Noah and Sindi’s eyes were fixed on me.

“What?” I asked, incredulously.

But they didn’t say anything. Instead they shared a look.

“What?” I pressed.

“It looks great,” Noah finally said.

“Amazing!” Sindi echoed. “I love it.”

“You guys mean it?” I asked. But the big, warm smiles on their faces as they looked at me made me realize they did.

“It’s totally nuts. And only you could pull that off,” Sindi said.

“What do you mean?” I asked, intrigued by this statement, which seemed to imply a level of knowing.

“Well, you’re clearly really fashionable,” she said.

“I am?”

“Well, I’m assuming. You’ve got great eyebrows, and your haircut—not many women would wear it so short like that. You’re obviously a creative of some kind. And your eyes, so big. You’ve got this whole fun pixie thing going on.”

“Fun pixie? A creative?” I loved the way it sounded. I looked at myself in the mirror again, swooshing from side to side, watching the skirt move rhythmically back and forth.

“Or, maybe you’re actually a hippie, arrived on a time machine from the sixties,” Sindi said, coming up behind me, adjusting the dress. “Or maybe you grew up in a commune in the forest somewhere, which sort of weirdly makes sense because you know so much about trees.”

“You think?” I swung around and looked at her and then Noah, excited by all these sudden theories about me and my possible origins. This was the first time that someone was actually suggesting concrete explanations for who I might be.

“That kind of makes sense, right? Why else would I know about trees? I love that, that maybe I was raised in some wild and free hippie camp. All tie-dye and barefoot. Maybe we lived in treehouses; close to nature. Lots of birds, a babbling brook.”

I glanced at Noah, and he was smiling from ear to ear now. That big, tiny-gap smile. “What do you think?”

“I mean, it does sort of make some sense. You were adamant about watering my pot plants and you knew which one should go where.”

“I did, right?” I turned back to the mirror. Was this who I was? Some free-spirited hippie? Or maybe a fashionable creative? I swished from side to side again, and the colors all blurred into one then came apart again as the dress stopped moving, I couldn’t help myself.

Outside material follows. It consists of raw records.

PR #8129, opened 2024-04-08
Make triangulate_faces deterministic

sloriot:
Triangulate quads the same way

### DIFF
--- a/Polygon_mesh_processing/include/CGAL/Polygon_mesh_processing/triangulate_faces.h
+++ b/Polygon_mesh_processing/include/CGAL/Polygon_mesh_processing/triangulate_faces.h
@@ -549,6 +549,7 @@ public:
                               NamedParameters,
                               Def_Kernel>::type;
     using FT = typename Traits::FT;
+    using PID = typename std::iterator_traits<typename Polygon::const_iterator>::value_type;
 
     // Visitor
     using Visitor = typename internal_np::Lookup_named_param_def<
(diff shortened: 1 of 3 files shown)


Polygon_mesh_processing/include/CGAL/Polygon_mesh_processing/triangulate_faces.h
```diff
@@ -219,8 +219,26 @@ class Triangulate_polygon_mesh_modifier
 
       const FT p1p3 = cross_product(p2-p1, p3-p2) * cross_product(p0-p3, p1-p0);
       const FT p0p2 = cross_product(p1-p0, p1-p2) * cross_product(p3-p2, p3-p0);
-      halfedge_descriptor res = (p0p2>p1p3) ?  CGAL::Euler::split_face(v0, v2, pmesh)
-                                            :  CGAL::Euler::split_face(v1, v3, pmesh);
+
+      halfedge_descriptor res = boost::graph_traits<PolygonMesh>::null_halfedge();
+
+      if (p1p3!=p0p2)
```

I laughed.

“I never thought I would ever hear myself say this,” Sindi said, “but this look totally works on you, and in real life, not on stage.”

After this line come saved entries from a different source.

PR #8131, opened 2024-04-10
Boolean Set Operations: Fix brief descriptions

afabri:
## Summary of Changes

Add a "\\" after "resp." so that doxygen is not mislead by the "." as end of a brief description.

## Release Management

* Affected package(s): Boolean_set_operations_2

### DIFF
--- a/Boolean_set_operations_2/doc/Boolean_set_operations_2/Boolean_set_operations_2.txt
+++ b/Boolean_set_operations_2/doc/Boolean_set_operations_2/Boolean_set_operations_2.txt
@@ -407,7 +407,7 @@ aforementioned free functions is actually realized by a set overriding
 member function.
 
 member functions of the `Polygon_set_2`
-(resp. `General_polygon_set_2`) that perform Boolean set-operations
+(respectively `General_polygon_set_2`) that perform Boolean set-operations
 come in two flavors: for example, `S.join(P, Q)` computes the union of
 \f$ P\f$ and \f$ Q\f$ and assigned the result to \f$ S\f$, while
 `S.join(P)` performs the operation \f$ S \longleftarrow S \cup P\f$.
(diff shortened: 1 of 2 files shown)


afabri:
It is fixed in the built documentation, e.g., for[ `join()`](https://cgal.github.io/8131/v0/Boolean_set_operations_2/group__boolean__join.html#gabb13a0ed958cda84ea0e4d2857c9d67a) to check that it works in principle.  In case someone (@sloriot , @efifogel )wants to check  it in detail I think it is easier to just read the diff in the "Files Changed" tab instead of going through all html pages.

sloriot:
I'd prefer using "respectively"

afabri:
@JacksonCampolattaro do you have an opinion on the usage of  _respectively_ or _resp._  [here](https://cgal.github.io/8131/v0/Boolean_set_operations_2/group__boolean__join.html#gabb13a0ed958cda84ea0e4d2857c9d67a)?    I am even wondering if it should only be used in the second parenthesis.

JacksonCampolattaro:
> @JacksonCampolattaro do you have an opinion on the usage of _respectively_ or _resp._ [here](https://cgal.github.io/8131/v0/Boolean_set_operations_2/group__boolean__join.html#gabb13a0ed958cda84ea0e4d2857c9d67a)? I am even wondering if it should only be used in the second parenthesis.

I prefer using the full word; the sentence is already pretty dense, so abbreviation could make it less clear.

I'm not used to seeing respecively used in the middle of a sentence; I don't think it's wrong, but reversing the phrasing would be more intuitive to me:

> If substituted with [CGAL::Tag_true](https://cgal.github.io/8131/v0/STL_Extension/group__PkgSTLExtensionUtilities.html#gab3e2296107b5d26c32c8183028a217f1) (default), pgn1 and pgn2 are bounded by polylines before the operation is performed, converting them into a general polygon and a general polygon with holes, respectively.

sloriot:
Successfully tested in CGAL-6.0-Ic-228

Issue #8134, opened 2024-04-10
Isotropic remeshing creates self intersections


ning-zelin:
Isotropic remeshing creates self intersections

## Issue Details 
My tests using the following data found that self-intersections were produced after remesh, even if I set `do_collapse(false)`.
## Source Code

```c++ 
if(PMP::does_self_intersect(mesh)){
  std::cout<<"input mesh self-intersect"<<std::endl;
}
PMP::isotropic_remeshing(faces(mesh), 0.3, mesh,
                         CGAL::parameters::number_of_iterations(10)
                                          .protect_constraints(true).do_collapse(false)); //i.e. protect border, here
if(PMP::does_self_intersect(mesh)){
  std::cout<<"out-put mesh self-intersect"<<std::endl;
}
 ```

* Operating system: Ubuntu20.04 
* Input mesh: [merged_3.zip](https://github.com/CGAL/cgal/files/14933487/merged_3.zip)
* CGAL 5.6.1

**Comment by sloriot** [comment]
@janetournois It seems to come from the projection step. The vertex 2459 is very close to a face in the input:
![image](https://github.com/CGAL/cgal/assets/1224632/87d58807-0b69-4c06-acc7-02fd7e33c603)
In the output, I guess it gets projected onto the face rather that the original vertex (probably because of the smoothing that moves it). I'm not sure we can do much in such a case. For sure adding that vertex as constrained vertex would fix the issue, but it's a "manual" fix.

As it seems the mesh was not combinatorially modified near that vertex, maybe the smoothing should only apply to modified regions?

**Comment by ning-zelin** [comment]
But it still has self-intersections after setting do_projection to false.
```c++
  PMP::isotropic_remeshing(faces(mesh), 0.3, mesh,
                           CGAL::parameters::number_of_iterations(10)
                                            .protect_constraints(true).do_project(false)); 
```

sloriot:
As I tried to say, I guess that the smoothing move the vertex across the face and the projection put it on the face.

sloriot:
You can try disabling the smoothing

ning-zelin:
> As I tried to say, I guess that the smoothing moves the vertex across the face and the projection put it on the face.

Thanks. I set `number_of_relaxation_steps(0)`, and the problem was solved.

ning-zelin:
> > As I tried to say, I guess that the smoothing moves the vertex across the face and the projection put it on the face.
> 
[...]

PR #8150, opened 2024-04-18
PMP::isotropic_remeshing() - add NP `allow move functor`

janetournois:
## Summary of Changes

The function `tangential_relaxation()` has a named parameter called `allow_move_functor` that enables the user to prevent and cancel some vertex moves.

With this PR, it is now possible to use the same parameter for the relaxation steps of `CGAL::Polygon_mesh_processing::isotropic_remeshing()`

## Release Management

* Affected package(s): PMP
* Issue(s) solved (if any): partially solves issue #8134

### DIFF
--- a/Polygon_mesh_processing/include/CGAL/Polygon_mesh_processing/remesh.h
+++ b/Polygon_mesh_processing/include/CGAL/Polygon_mesh_processing/remesh.h
@@ -171,6 +171,16 @@ namespace Polygon_mesh_processing {
 *     \cgalParamDefault{`false`}
 *   \cgalParamNEnd
 *
+*   \cgalParamNBegin{allow_move_functor}
+*     \cgalParamDescription{A function object used to determinate if a vertex move should
+*                           be allowed or not during the relaxation step.}
+*     \cgalParamType{Unary functor that provides `bool operator()(vertex_descriptor v, Point_3 src, Point_3 tgt)`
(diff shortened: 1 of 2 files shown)


lrineau:
> To solve #8134, we can think of a smart functor that would prevent self-intersections from being introduced by the relaxation step

Should we close the issue #8134, how that this PR is merged, or leave it open? Because it seems the actual solution to #8134 is
  - this PR #8150,
  - plus something else (see the quote above).

Polygon_mesh_processing/include/CGAL/Polygon_mesh_processing/remesh.h
```diff
@@ -170,6 +171,16 @@ namespace Polygon_mesh_processing {
 *     \cgalParamDefault{`false`}
 *   \cgalParamNEnd
 *
+*   \cgalParamNBegin{allow_move_functor}
+*     \cgalParamDescription{A function object used to determinate if a vertex move should
+*                           be allowed or not during the relaxation step.}
+*     \cgalParamType{Unary functor that provides `bool operator()(vertex_descriptor v, Point_3 src, Point_3 tgt)`
```
lrineau, line 177: Actually, the sentence itself contradicts the word "Unary" (that would take _one_ parameter). That is not a unary functor.

Oops

PR #8169, opened 2024-04-25
Add a way to collect input coplanar faces after corefinement

sloriot:
Add a method in the corefinement visitor to collect the list of output faces corresponding to coplanar input faces

### DIFF
--- a/Polygon_mesh_processing/doc/Polygon_mesh_processing/Concepts/PMPCorefinementVisitor.h
+++ b/Polygon_mesh_processing/doc/Polygon_mesh_processing/Concepts/PMPCorefinementVisitor.h
@@ -119,6 +119,9 @@ public:
   /// The point has already been put in the vertex point map.
   void after_vertex_copy(vertex_descriptor v_src, const Triangle_mesh& tm_src,
                          vertex_descriptor v_tgt, const Triangle_mesh& tm_tgt);
+  /// called for each face `f` in the output mesh `tm` that belongs to the intersection of two coplanar faces of the input meshes.
+  void input_coplanar_face(face_descriptor f, TriangleMesh& tm);
+
 /// @}
 
 /// @name Functions used by corefine() for progress tracking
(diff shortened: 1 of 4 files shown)


sloriot:
Successfully tested in CGAL-6.0-Ic-245 (but doc still missing)

Polygon_mesh_processing/doc/Polygon_mesh_processing/Concepts/PMPCorefinementVisitor.h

I looked over at Noah again now for additional confirmation and I found it when he started nodding.

“It’s you,” he said, in such a matter-of-fact tone that I believed him. This was me, obviously!

“And now you have some more things to add to your list,” he said.

CHAPTER 26

Noah and I climbed back into the car. We’d spent a few hours at Sindi’s drinking coffee and talking. I liked her very much. She was certainly the coolest person I’d ever met and I was thrilled when, at the end of the visit, she gave me her phone number and told me to call her whenever I wanted to—as soon as I got a phone.